* [WHAT YOU HAVE TO DO] Copy out exactly the lines below that run from the one holding "deuszx, line 269: nit: some" to the one holding "afck: That's true.", keeping both of those lines and no others.

* [DATASET RECORDS]
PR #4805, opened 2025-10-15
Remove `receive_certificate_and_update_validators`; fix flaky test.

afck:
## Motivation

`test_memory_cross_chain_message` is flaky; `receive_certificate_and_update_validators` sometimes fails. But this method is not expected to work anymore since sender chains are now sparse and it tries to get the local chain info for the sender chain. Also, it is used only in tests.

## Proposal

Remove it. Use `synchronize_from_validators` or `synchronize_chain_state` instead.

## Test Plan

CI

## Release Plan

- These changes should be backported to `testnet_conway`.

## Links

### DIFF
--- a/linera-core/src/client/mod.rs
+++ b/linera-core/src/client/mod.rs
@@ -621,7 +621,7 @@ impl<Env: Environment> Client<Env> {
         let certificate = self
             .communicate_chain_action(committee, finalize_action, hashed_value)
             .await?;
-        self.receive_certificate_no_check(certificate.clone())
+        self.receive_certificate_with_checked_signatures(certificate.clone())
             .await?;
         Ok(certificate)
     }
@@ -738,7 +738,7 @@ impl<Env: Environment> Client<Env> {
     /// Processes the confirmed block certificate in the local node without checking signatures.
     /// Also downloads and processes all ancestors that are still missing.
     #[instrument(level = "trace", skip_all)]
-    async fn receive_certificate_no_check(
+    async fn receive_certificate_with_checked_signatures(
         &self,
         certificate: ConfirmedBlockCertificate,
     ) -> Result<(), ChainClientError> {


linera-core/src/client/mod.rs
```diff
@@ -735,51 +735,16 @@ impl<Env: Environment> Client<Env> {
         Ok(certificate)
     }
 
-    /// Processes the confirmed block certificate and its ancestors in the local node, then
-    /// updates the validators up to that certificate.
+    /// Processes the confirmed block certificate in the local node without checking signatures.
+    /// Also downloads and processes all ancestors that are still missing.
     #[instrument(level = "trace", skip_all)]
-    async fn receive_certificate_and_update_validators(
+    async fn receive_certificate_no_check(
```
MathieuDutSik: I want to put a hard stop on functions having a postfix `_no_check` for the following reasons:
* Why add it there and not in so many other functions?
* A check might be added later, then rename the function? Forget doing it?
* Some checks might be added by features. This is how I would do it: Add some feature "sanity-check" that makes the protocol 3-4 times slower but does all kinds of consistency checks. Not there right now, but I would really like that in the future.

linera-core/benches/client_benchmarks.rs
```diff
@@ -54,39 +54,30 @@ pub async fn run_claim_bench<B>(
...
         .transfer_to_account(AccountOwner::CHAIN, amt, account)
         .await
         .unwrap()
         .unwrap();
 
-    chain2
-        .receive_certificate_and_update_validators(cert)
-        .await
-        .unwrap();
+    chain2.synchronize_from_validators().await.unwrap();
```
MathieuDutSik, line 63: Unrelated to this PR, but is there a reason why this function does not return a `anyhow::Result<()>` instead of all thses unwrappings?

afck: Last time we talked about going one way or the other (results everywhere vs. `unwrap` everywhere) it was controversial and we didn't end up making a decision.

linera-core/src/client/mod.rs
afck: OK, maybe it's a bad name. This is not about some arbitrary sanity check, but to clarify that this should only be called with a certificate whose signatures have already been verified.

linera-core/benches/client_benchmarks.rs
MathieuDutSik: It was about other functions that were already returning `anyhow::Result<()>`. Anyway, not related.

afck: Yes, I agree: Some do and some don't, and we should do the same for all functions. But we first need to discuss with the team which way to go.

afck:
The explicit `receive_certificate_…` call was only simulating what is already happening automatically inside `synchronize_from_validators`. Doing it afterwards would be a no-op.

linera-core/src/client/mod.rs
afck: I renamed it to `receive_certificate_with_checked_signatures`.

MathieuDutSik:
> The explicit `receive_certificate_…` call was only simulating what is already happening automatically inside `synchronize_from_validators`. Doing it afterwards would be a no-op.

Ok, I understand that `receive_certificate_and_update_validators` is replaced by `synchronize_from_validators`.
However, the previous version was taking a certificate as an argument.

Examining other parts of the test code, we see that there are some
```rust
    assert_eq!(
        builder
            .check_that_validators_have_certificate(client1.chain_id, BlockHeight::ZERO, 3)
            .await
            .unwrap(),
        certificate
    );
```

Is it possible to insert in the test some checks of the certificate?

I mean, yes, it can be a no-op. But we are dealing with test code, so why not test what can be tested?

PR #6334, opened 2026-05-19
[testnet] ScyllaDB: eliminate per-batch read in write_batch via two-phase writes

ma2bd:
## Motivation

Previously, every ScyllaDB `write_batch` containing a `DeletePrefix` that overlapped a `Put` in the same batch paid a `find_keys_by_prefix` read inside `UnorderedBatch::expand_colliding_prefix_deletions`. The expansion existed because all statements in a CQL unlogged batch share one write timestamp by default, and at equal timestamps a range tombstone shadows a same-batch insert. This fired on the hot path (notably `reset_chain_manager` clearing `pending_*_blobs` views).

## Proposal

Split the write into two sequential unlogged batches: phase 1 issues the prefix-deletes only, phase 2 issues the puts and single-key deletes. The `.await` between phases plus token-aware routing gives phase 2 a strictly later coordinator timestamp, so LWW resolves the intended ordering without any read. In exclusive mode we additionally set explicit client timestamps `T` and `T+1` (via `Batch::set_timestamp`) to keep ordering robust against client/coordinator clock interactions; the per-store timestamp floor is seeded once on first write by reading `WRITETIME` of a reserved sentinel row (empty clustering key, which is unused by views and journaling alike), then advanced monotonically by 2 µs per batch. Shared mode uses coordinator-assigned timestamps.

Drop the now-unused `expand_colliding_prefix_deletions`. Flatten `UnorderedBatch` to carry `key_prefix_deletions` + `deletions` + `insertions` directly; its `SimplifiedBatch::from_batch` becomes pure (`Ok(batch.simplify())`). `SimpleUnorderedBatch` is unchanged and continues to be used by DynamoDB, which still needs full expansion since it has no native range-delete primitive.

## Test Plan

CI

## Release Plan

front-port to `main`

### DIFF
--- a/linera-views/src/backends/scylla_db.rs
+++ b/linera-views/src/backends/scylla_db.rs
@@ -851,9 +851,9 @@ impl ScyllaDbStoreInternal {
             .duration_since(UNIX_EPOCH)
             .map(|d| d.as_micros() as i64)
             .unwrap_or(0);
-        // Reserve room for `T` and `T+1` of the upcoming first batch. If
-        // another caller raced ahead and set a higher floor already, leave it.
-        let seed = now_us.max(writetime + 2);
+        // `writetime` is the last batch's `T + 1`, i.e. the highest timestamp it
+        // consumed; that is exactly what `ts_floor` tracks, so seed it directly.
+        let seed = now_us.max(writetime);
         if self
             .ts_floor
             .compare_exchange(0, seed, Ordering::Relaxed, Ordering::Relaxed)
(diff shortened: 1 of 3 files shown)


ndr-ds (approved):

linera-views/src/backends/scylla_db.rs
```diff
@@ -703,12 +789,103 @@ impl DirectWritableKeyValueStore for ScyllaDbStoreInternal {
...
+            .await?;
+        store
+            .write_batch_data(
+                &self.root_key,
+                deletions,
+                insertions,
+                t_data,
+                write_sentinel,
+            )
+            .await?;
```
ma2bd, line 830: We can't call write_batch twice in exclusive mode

==

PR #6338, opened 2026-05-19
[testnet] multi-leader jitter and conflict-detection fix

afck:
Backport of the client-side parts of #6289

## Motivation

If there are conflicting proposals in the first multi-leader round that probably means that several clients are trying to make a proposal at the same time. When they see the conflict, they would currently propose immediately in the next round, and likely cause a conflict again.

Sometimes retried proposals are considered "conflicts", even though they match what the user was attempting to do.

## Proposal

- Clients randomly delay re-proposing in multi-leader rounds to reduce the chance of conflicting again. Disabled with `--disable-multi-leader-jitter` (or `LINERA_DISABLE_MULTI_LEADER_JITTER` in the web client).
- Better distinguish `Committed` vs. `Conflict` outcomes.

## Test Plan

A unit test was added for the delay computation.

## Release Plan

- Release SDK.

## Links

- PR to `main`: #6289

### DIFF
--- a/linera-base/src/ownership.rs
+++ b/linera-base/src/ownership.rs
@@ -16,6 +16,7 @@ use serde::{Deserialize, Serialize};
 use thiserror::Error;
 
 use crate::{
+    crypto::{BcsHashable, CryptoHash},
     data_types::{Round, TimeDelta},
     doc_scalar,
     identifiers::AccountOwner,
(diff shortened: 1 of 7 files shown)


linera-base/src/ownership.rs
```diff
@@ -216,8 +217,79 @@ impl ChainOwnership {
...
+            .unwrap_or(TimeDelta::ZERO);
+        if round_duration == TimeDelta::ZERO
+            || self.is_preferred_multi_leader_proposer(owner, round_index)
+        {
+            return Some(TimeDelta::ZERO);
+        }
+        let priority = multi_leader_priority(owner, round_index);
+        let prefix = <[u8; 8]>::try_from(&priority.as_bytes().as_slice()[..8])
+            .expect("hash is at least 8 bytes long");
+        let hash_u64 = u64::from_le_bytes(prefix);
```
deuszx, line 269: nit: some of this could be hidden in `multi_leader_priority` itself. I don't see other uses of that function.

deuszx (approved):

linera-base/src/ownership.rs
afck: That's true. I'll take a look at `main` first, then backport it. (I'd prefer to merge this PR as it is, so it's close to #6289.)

* [WRITTEN SOLUTION]
deuszx, line 269: nit: some of this could be hidden in `multi_leader_priority` itself. I don't see other uses of that function.

deuszx (approved):

linera-base/src/ownership.rs
afck: That's true. I'll take a look at `main` first, then backport it. (I'd prefer to merge this PR as it is, so it's close to #6289.)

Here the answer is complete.